LAUSR

Abstract The slow leaching rate of molybdenite (MoS2), due to its inert nature, and low recovery hinders the application of traditional hydrometallurgical processing. This study investigated the effects of grinding speed and time, molar ratio of sodium chlorate (NaClO3, oxidant) to MoS2, leaching time and temperature on the leaching efficiency of molybdenum (Mo). Grinding at low speeds via mechanical activation decreased particle size.
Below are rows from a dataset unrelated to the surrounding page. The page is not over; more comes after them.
PR #8820, opened 2020-09-01
sceNpDrm: Relax file extension checks

### LINKED ISSUE #8818: The Walking Dead [NPEB00957] EDAT validation fails
The Walking Dead [NPEB00957] fails to validate its EDAT files on Windows because RPCS3 doesn't emulate case sensitive aspect of PS3 filesystem.
```
·! 0:00:09.207523 {PPU[0x1000005] Thread (Store::CheckTrial) [0x010b0ec0]} sys_fs: sys_fs_fcntl(0xc0000006): /dev_hdd0
·W 0:00:09.207530 {PPU[0x1000005] Thread (Store::CheckTrial) [0x010b1ee4]} sys_fs: sys_fs_stat(path=“/dev_hdd0/game/NPEB00957/USRDIR/WALKINGDEAD101KEY.edat”, sb=*0xd006b7d8)
·W 0:00:09.207588 {PPU[0x1000005] Thread (Store::CheckTrial) [HLE:0x00da5828, LR:0x003fc328]} sceNp: sceNpDrmIsAvailable(k_licensee=*0xd006b934, drm_path=*0xd006bb48)
·! 0:00:09.207605 {PPU[0x1000005] Thread (Store::CheckTrial) [HLE:0x00da5828, LR:0x003fc328]} sceNp: npDrmIsAvailable(): KLicense key 0x30f1babb519fb240ca8c1a1451802644
·W 0:00:09.207608 {PPU[0x1000005] Thread (Store::CheckTrial) [HLE:0x00da5828, LR:0x003fc328]} sceNp: npDrmIsAvailable(): drm_path=“/dev_hdd0/game/NPEB00957/USRDIR/WALKINGDEAD101KEY.edat”
·E 0:00:09.207653 {PPU[0x1000005] Thread (Store::CheckTrial) [HLE:0x00da5828, LR:0x003fc328]} EDAT: EDAT: NPD hash validation failed!
·E 0:00:09.207657 {PPU[0x1000005] Thread (Store::CheckTrial) [HLE:0x00da5828, LR:0x003fc328]} sceNp: npDrmIsAvailable(): Failed to verify npd file “/dev_hdd0/game/NPEB00957/USRDIR/WALKINGDEAD101KEY.edat”
·E 0:00:09.207664 {PPU[0x1000005] Thread (Store::CheckTrial) [HLE:0x00da5828, LR:0x003fc328]} SYS: 'sceNpDrmIsAvailable' failed with 0x80029513 : SCE_NP_DRM_ERROR_NO_ENTITLEMENT [1]
```
```
·! 0:00:09.207739 {PPU[0x1000005] Thread (Store::CheckTrial) [0x010b0ec0]} sys_fs: sys_fs_fcntl(0xc0000006): /dev_hdd0
·W 0:00:09.207741 {PPU[0x1000005] Thread (Store::CheckTrial) [0x010b1ee4]} sys_fs: sys_fs_stat(path=“/dev_hdd0/game/NPEB00957/USRDIR/WALKINGDEAD103KEY.edat”, sb=*0xd006b7d8)
·E 0:00:09.207777 {PPU[0x1000005] Thread (Store::CheckTrial) [0x010b1ee4]} SYS: 'sys_fs_stat' failed with 0x80010006 : CELL_ENOENT, “/dev_hdd0/game/NPEB00957/USRDIR/WALKINGDEAD103KEY.edat” [1]
·! 0:00:09.207782 {PPU[0x1000005] Thread (Store::CheckTrial) [0x010b0ec0]} sys_fs: sys_fs_fcntl(0xc0000006): /dev_hdd0
·W 0:00:09.207785 {PPU[0x1000005] Thread (Store::CheckTrial) [0x010b1ee4]} sys_fs: sys_fs_stat(path=“/dev_hdd0/game/NPEB00957/USRDIR/WALKINGDEAD103KEY.EDAT”, sb=*0xd006b7d8)
·E 0:00:09.207812 {PPU[0x1000005] Thread (Store::CheckTrial) [0x010b1ee4]} SYS: 'sys_fs_stat' failed with 0x80010006 : CELL_ENOENT, “/dev_hdd0/game/NPEB00957/USRDIR/WALKINGDEAD103KEY.EDAT” [1]
```
As you can see, first it tries sys_fs_stat with lowercase extension and then uppercase extension. Then it calls sceNpDrmIsAvailable for the first filename it found. The real game EDATs have uppercase extension but since Windows filesystem is case insensitive and RPCS3 doesn't have case sensitivity checks, sys_fs_stat succeeds for lowercase extension and it ends up calling sceNpDrmIsAvailable for that name which then fails.
This doesn't happen on Linux where sys_fs_stat fails for lowercase extension then it succeeds for uppercase and calls sceNpDrmIsAvailable for uppercase name which is presumably what happens on a real PS3 since its filesystem is case sensitive.
The procedure also works correctly if I enable case sensitivity for game directory using Windows's fsutil tool (https://www.windowscentral.com/how-enable-ntfs-treat-folders-case-sensitive-windows-10).

Here are logs:
[Windows](https://github.com/RPCS3/rpcs3/files/5156346/RPCS3_win.log.gz)
[Linux](https://github.com/RPCS3/rpcs3/files/5156347/RPCS3_linux.log.gz)
[Windows (case sensitivity enabled)](https://github.com/RPCS3/rpcs3/files/5156349/RPCS3_win_case.log.gz)

elad335:
Fixes #8818, the game is prepared for both cases in file extesnion's case sensivity and so we should be as well.


NicknineTheEagle:
This seems hacky and I don't think the actual PS3 does this, a proper solution would be to implement case sensitivity checks in the actual FS calls.

elad335:
You are aware that escaping case-sensitive characters is a massive breaking change that will make all current installed games for all users break and wont boot unless reinstalled?

kd-11:
Just do it correctly as PS3 applications expect.

elad335:
> Why would it break games? Games themselves already expect filesystem to be case sensitive.
Windows DOES NOT support it in any way that will be supported on all Windows Machines, it requires "escaping" such characters as we do in VFS (rpcs3 virtual file-system).
This is what we do for sepcial characters such as '?', '\' etc.
So we need to choose which to escape, lower or uppercase.
Then after we do that lower or uppercase (depends on what we chose to escape), will not be supported by rpcs3 anymore and games that current users have will not be supported. This also technically breaks pirated games which do not come with PKG file as well since they will come broken.

NicknineTheEagle:
Uhm, why do you need to escape characters? This sounds like a horrible solution. Surely, there is a solution for implementing case insensitive file accessing on Windows? For example, CreateFileW function has FILE_FLAG_POSIX_SEMANTICS flag which seems to do exactly what we need (https://docs.microsoft.com/en-us/windows/win32/api/fileapi/nf-fileapi-createfilew).

MSuih:
People have been writing software and libraries for decades with the assumption that windows filenames are case insensitive, and thus end users might run into a lot of issues when f.ex. copying or archiving rpcs3 files. If we're saving case sensitive filenames then it should be done through our own file system and not by Windows, even though NTFS has support for case sensitive naming.

NicknineTheEagle:
> People have been writing software and libraries for decades with the assumption that windows filenames are case insensitive, and thus end users might run into a lot of issues when f.ex. copying or archiving rpcs3 files. If we're saving case sensitive filenames then it should be done through our own file system and not by Windows, even though NTFS has support for case sensitive naming.

Right. I still stand by my opinion that this issue should be fixed on RPCS3's FS side and not with a hack in NPD header validation.

kd-11:
I don't believe there are any known applications that intentionally change filename case just because it is running on windows though (correct me if I'm wrong). I honestly don't think it's a big deal to just enforce case sensitivity for these and it would solve  PS3 compatibility issues anyway. e.g On PS3 you can (in theory) invalidate a file by renaming it to the same name but different case. Ofc this is mostly theoretical anyway; no sane human is doing such case fuckery in the first place.

NicknineTheEagle:
@kd-11 The only issue caused by enforcing case sensitivity on local paths that I can see is that it will allow apps running under RPCS3 to write files with the same name but different case. Not sure how to best solve it, maybe by "escaping" conflicting characters somehow? Or we can just enforce case sensitivity on reads only.

elad335:
If you can make it for reads only that would be enough.

elad335:
and only for dev_hdd0 and dev_bdvd because PS3.

NicknineTheEagle:
> 
> 
> and only for dev_hdd0 and dev_bdvd because PS3, for other drives its actually hurting accuracy.

Hmm, what about dev_hdd1, what's special about it?

elad335:
dev_hdd1 is not case sensitive for files which fit in 8.3 naming.

kd-11 (approved):
I'm ok with this despite it's thisisfine-ness. Ultimately there isn't much we can do about windows' behavior regarding case sensitivity and this shouldn't break anything on *nix.

Megamouse:
So merge?

NicknineTheEagle:
I still don't like it, I'm pretty sure this is not how the real PS3 validates EDAT and case sensitive file reads is something we might need for other games as well.

elad335:
> I still don't like it, I'm pretty sure this is not how the real PS3 validates EDAT and case sensitive file reads is something we might need for other games as well.
That's nonsense, we dont even know what SCE_NP_DRM_ERROR_NO_ENTITLEMENT error checking is supposed to check in real ps3 in the first place.

bevanweiss:
> I still don't like it, I'm pretty sure this is not how the real PS3 validates EDAT and case sensitive filesystem reads is something we might need for other games as well.

por que no los dos? :)
I think short term this seems like an easy solution, it's literally already at the doorstep.
Putting this in doesn't prevent a 'proper' solution from being developed in the future.
I haven't had a chance to try out the FindFirstFileExA option yet, which does support case sensitive searches
https://docs.microsoft.com/en-us/windows/win32/api/fileapi/nf-fileapi-findfirstfileexa

I think this could replace the filestat section without too much trouble.

elad335:
I dont think this pr should be closed because of #8835 as the check was too strict anyways (games may conatin file extension characters case large and small and should be prepared for both cases) and the error code's fucntionality isnt really known.

kd-11:
If games are checking multiple cases then its a safe bet that the functions are case sensitive on realhw. We can also try and set up a hwtest if possible and see what happens.

NicknineTheEagle:
> 
> 
> If games are checking multiple cases then its a safe bet that the functions are case sensitive on realhw. We can also try and set up a hwtest if possible and see what happens.

Take a look at the original issue (https://github.com/RPCS3/rpcs3/issues/8818), The Walking Dead tries sys_fs_stat with both cases before calling sceNpDrmIsAvailable for the name it finds. So yeah, this suggests that EDAT header check is case sensitive on a real PS3.

elad335:
Merge it™

JasonFre:
Isn't the point of an emulator to emulate a system in how it functions? How is doing something differently, adhering to that?

bevanweiss:
> Isn't the point of an emulator to emulate a system in how it functions? How is doing something differently, adhering to that?

It's not the end of the book :)
We know that Windows support for case sensitivity is an issue, this is a good short term fix with minimal undesired side effects.
It is better than what existed before.  It is a good commit.  And I believe it did resolve the exact issue raised (so it makes sense that it would close that issue).  If you do have a **testable** issue with case sensitivity in a real game etc (that isn't fixed by this merge), then please raise an issue for it.

I still think the FindFirstFileExA and FindNextFileExA are going to be the better long term solutions for the Windows issue, but they impact on more stuff, and will take a little more time.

However, at speeds over 450 rpm for 1.0 h, or at lower speeds but with longer time, it triggers a solid-state reaction (mechanochemistry) producing soluble Na2Mo2O7. This may be due to the existence of an energy threshold for the solid-state reaction. The most suitable activating conditions were 600 rpm for 0.5 h, with a molar ratio of NaClO3: MoS2 = 5, leached in 0.1 M NaOH solution for 2.0 h at 348 K, giving rise to a Mo recovery of 74.8%. The initial acid leaching stage of the ground mixture is dominated by the dissolution of Na2Mo2O7, giving rise to elevated Mo recovery. The later stage is controlled by the dissolution of MoS2, slowing down the increase in Mo extraction. As compared to alkaline conditions, acidic leaching of MoS2 ground at low speeds (non solid-state reaction) gives greater Mo recovery, due to the greater activity of NaClO3 to MoS2 under acidic conditions. However, the greatest Mo recovery is achieved in alkaline solution for MoS2 ground at high speed (solid-state reaction) due to the occurrence of mechanochemical reaction.